Being laidback has not stopped Kher from multi-tasking. Acting school and doing "Kuchh Khatti Kuchh Meethi" on Zee Smile, are not likely to keep Kher away from films. With "Khosla Ka... " out of the way and "Jaan-e-man" wrapped up, he is busy producing "Homeland" that is being directed by Ashok Pandit. "It is close to my heart. We get to tell a story here, the cause gets a conversation forum." Incidentally, "Homeland" is the story of Kashmiri Pandits in refugee camps in Jammu. Then there's "Gandhi Park" which Kher, is keen to clarify, "has nothing to do with Gandhiji".

"It is a cross-culture story of immigrants. The film's name comes from a park in New York."

Now add a "Vivah" or "Apna Sapna Money Money", and you would see the platter overflowing for the actor. So many different shades, so many different roles, so many different facets of cinema. For Kher though there is more to come. Screening this coming Friday is "Hope and a Little Sugar", a Muslim-Sikh love story against the backdrop of 9/11. Directed by Tanuja Chandra, the film is making ripples on the international circuit already. "It is an unconventional story," is all he is ready to say. Much the same way he talks of "American Blend" where he stars with the likes of Dee Wallace Stone and Kristin Erickson. Directed by Varun Khanna, Kher reveals, is another "cross-culture film". A story of a family's tribulations and triumph in Los Angeles, it too is likely to be released in a phased manner beginning this Friday.

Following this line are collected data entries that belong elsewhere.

PR #4456, opened 2021-07-06
Private/linl/ca 356007

liulinC:
CA-356007: Failed to add subject if subject Sid changed recently in DC
    
This commit fix the issue by querying sid from ldap instead of winbind
as winbind use cache which may be outdated


ocaml/xapi/extauth_plugin_ADwinbind.ml
```diff
@@ -83,6 +83,28 @@ module Ldap = struct
   let string_of_user x =
     Rpcmarshal.marshal user.Rpc.Types.ty x |> Jsonrpc.to_string
 
+  let sid_of_name name =
```
lindig, line 86: A better name could by `sid_from_ldap`

ocaml/xapi/extauth_plugin_ADwinbind.ml
```diff
@@ -629,17 +621,13 @@ let clean_local_resources () : unit =
...
-  if
-    is_infix ~affix:domain uname
-    || is_infix ~affix:"@" uname
-    || is_infix ~affix:{|\|} uname
-    || uname = krbtgt
-  then
-    uname
-  else
-    Printf.sprintf "%s@%s" uname domain
+let undomainify_uname uname =
```
lindig, line 624: Would it be easier to extract the desired substring using a regular expression and do this with a single operation? I don't like the piecemeal destruction of strings because it tends to be unreliable.

ocaml/xapi/extauth_plugin_ADwinbind.ml
```diff
@@ -699,7 +692,8 @@ module Winbind = struct
   let random_string len =
     let upper_char_start = 65 in
     let upper_char_len = 26 in
-    String.init len (fun _ -> upper_char_start + Random.int upper_char_len |> char_of_int)
+    String.init len (fun _ ->
```
lindig, line 695: I would like it better if you implemented a `rand_char: unit -> char` and used that in `String.init`

ocaml/xapi/xapi_cmd_result.ml
```diff
@@ -36,4 +36,9 @@ let find key results = RMap.find_opt key results
 let of_output_opt ~sep ~key ~lines =
   String.split_on_char '\n' lines
   |> List.fold_left (fun results line -> add ~sep line results) empty
-  |> find key
+  |> RMap.find_opt key
+
+let of_output ~sep ~key lines =
```
lindig, line 41: Why do we need this when we have ` of_output_opt` already? Can we not just call that function and use the result?

liulinC: Lots of other structures like `Map` provides both, 
I think if we provides both, the caller can decides which one to use, handle the return value or exception.

edwintorok: Sure, but in that case you can implement `of_output` by using `of_output_opt`, you can avoid copy/pasting the code.

ocaml/xapi/extauth_plugin_ADwinbind.ml
liulinC: there are some function like `name_of_sid`, I like to keep consistency.

This function is in module `Ldap`, I suppose this indicate query by ldap already.

ocaml/xapi/extauth_plugin_ADwinbind.ml
```diff
@@ -692,8 +692,10 @@ module Winbind = struct
   let random_string len =
     let upper_char_start = 65 in
```
lindig, line 693:
```
let upper_char_start = Char.code 'A' in
```

lindig (approved):

ocaml/xapi/extauth_plugin_ADwinbind.ml
```diff
@@ -717,11 +713,7 @@ end
 
 module AuthADWinbind : Auth_signature.AUTH_MODULE = struct
   let get_subject_identifier' subject_name =
-    let* domain =
-      try Ok (get_domain_info_from_db ()).service_name with e -> Error e
-    in
-    let subject_name = domainify_uname ~domain subject_name in
-    Wbinfo.sid_of_name subject_name
+    undomainify_uname subject_name |> Ldap.sid_of_name
```
edwintorok, line 716: What if you have the same username in 2 different domains?
Will this allow `DOMAIN_B\user` to login with the privileges of `DOMAIN_A\user` but with the password of `DOMAIN_B\user`?

liulinC: Here is not writing the `/etc/pam.d/hcp_user`, 
`/etc/pam.d/hcp_users` has domain name prefixed.

edwintorok (changes requested):
Discussed with @liulinC that there are more changes pending here that will address the domain confusion and other issues with user name formats, marking as needs changes until updated PR is available.

lippirk (approved):

liulinC:
@edwintorok @edwintorok @lindig 
Thanks for the help to review this PR, 

As I made quite more change, could you please help to re-revivew this PR, thanks.

lindig (approved):

ocaml/xapi/extauth_plugin_ADwinbind.ml
```diff
@@ -796,27 +843,35 @@ module AuthADWinbind : Auth_signature.AUTH_MODULE = struct
...
+        ("subject-name", user_name)
       ; ("subject-gecos", gecos)
       ; ( "subject-displayname"
-        , if gecos = "" || gecos = "<null>" then name else gecos )
+        , if display_name != "" then
+            display_name
+          else if gecos != "" && gecos != "<null>" then
+            gecos
+          else
+            user_name )
```
lippirk, line 870: you have to be careful in ocaml because `!=` does not do what you might expect (see `!=` vs `<>` https://stackoverflow.com/a/1412688)

please do the following replacement `s/!=/<>/g`

liulinC: nice catch!

ocaml/xapi/xapi_cmd_result.ml
```diff
@@ -33,7 +33,11 @@ let add ?(sep = ':') line results =
...
 let find key results = RMap.find_opt key results
 
-let of_output_opt ~sep ~key ~lines =
+let of_output ~sep ~key lines =
   String.split_on_char '\n' lines
   |> List.fold_left (fun results line -> add ~sep line results) empty
-  |> find key
+  |> RMap.find key
+
+let of_output_opt ~sep ~key ~lines =
```
edwintorok, line 41: Usually this is written the other way around: write the `_opt` function using other `_opt` functions and then write the exception raising function using the `_opt` functions. This is because raising an exception is more time consuming than returning `None`. If you wrap the exception returning function with Some/None then you might be catching more exceptions than intended, but also spending more time because an exception is raised (including capturing of a stacktrace) only to be ignored.

edwintorok (commented):
Otherwise I think looks good, it doesn't have the problem with dropping domains from the user. Login performance/caching is to be determined separately.

scripts/plugins/extauth-hook-AD.py
```diff
@@ -159,30 +147,18 @@ def _apply_to_cache(self):
...
-    def _add_subject(self, name, is_group):
-        condition = "ingroup" if is_group else "="
-        self._lines.append("account sufficient pam_succeed_if.so user {} {} ".format(condition, name))
+                self._add_subject(subject_rec)
+
+    def _add_subject(self, subject_rec):
+        try:
+            sid = subject_rec['subject_identifier']
+            name = subject_rec["other_config"]["subject-name"]
+            is_group = subject_rec["other_config"]["subject-is-group"] == "true"
```
lippirk, line 156: nice! I think this is much better than using wbinfo

edwintorok (approved):

scripts/plugins/extauth-hook-AD.py
```diff
@@ -159,30 +147,18 @@ def _apply_to_cache(self):
...
+            logger.debug("Permit %s with sid %s is_group as %s", name, sid, is_group)
+            condition = "ingroup" if is_group else "="
```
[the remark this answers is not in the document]
liulinC: condition should be `ingroup` if it is group, else, should be `=`. to match exactly user.

ocaml/xapi/xapi_cmd_result.ml
lindig: I am not sure the rationale is sound. An exception in OCaml is very fast because it skips over all frames on the stack to the frame where is is caught (unlike in C++, for example). A regular return (like `None`) typically involves pattern matching in every function/frame until where it is properly handled. But exceptions are not tracked by the type system, making them more prone to programmer error.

He is all set to part but not before one is able to extract another gem from him. "For every film I do I give two thousand rupees to Mahesh Bhatt as guru dakshina. He goes and buys some books. This humble sum from my side is an acknowledgement of the break he provided me in `Saaransh'. It is part of a tradition, a parampara for me."

A parampara of versatility, a tradition of success, one may add. Reason to be gay. The traditional way, one may hasten to add.